Problem to solve :: Entries follow. Return each line that contains the word "also".

Provided material ::
PR #1331, opened 2020-10-02
Fix crash in picking white boxes

karupayun:
Although it was not intended, white boxes were pickable, which make a
crash.

Related to b/169725465.


reichlfl (approved):
Change LGTM, thanks for fixing!

PR #1332, opened 2020-10-02
Multiple PerfEventVisitors in PerfEventProcessor, don't take ownership

dpallotti:
`PerfEventProcessor` now suports multiple `PerfEventVisitor`s and doesn't take
ownership of them, instead is passed bare pointers.
Having multiple visitors will allow for another visitor to handle thread states.
Not taking ownership will allow to store the `PerfEventVisitor`s independently
of `PerfEventProcessor` and hence to access them.

### DIFF
--- a/OrbitLinuxTracing/GpuTracepointEventProcessor.h
+++ b/OrbitLinuxTracing/GpuTracepointEventProcessor.h
@@ -23,7 +23,7 @@ class GpuTracepointEventProcessor {
 
  private:
   // Keys are context, seqno, and timeline
-  typedef std::tuple<uint32_t, uint32_t, std::string> Key;
+  using Key = std::tuple<uint32_t, uint32_t, std::string>;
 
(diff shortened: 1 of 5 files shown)


florian-kuebler (approved):
Thanks. From the code LGTM. Could you add in the commit message "why" we want multiple visitors and also that the owner will be the tracer-thread.

Meta-question:
Why is the tracer-thread the owner of the visitors and not the eventprocessor.

dpallotti:
> Thanks. From the code LGTM. Could you add in the commit message "why" we want multiple visitors and also that the owner will be the tracer-thread.
> 
> Meta-question:
> Why is the tracer-thread the owner of the visitors and not the eventprocessor.

You're right, I specified both in the commit message. This is all for thread-state-related changes that will come at a later time.

florian-kuebler (approved):
LGTM, thanks!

Answer to this task ::
Thanks. From the code LGTM. Could you add in the commit message "why" we want multiple visitors and also that the owner will be the tracer-thread.
> Thanks. From the code LGTM. Could you add in the commit message "why" we want multiple visitors and also that the owner will be the tracer-thread.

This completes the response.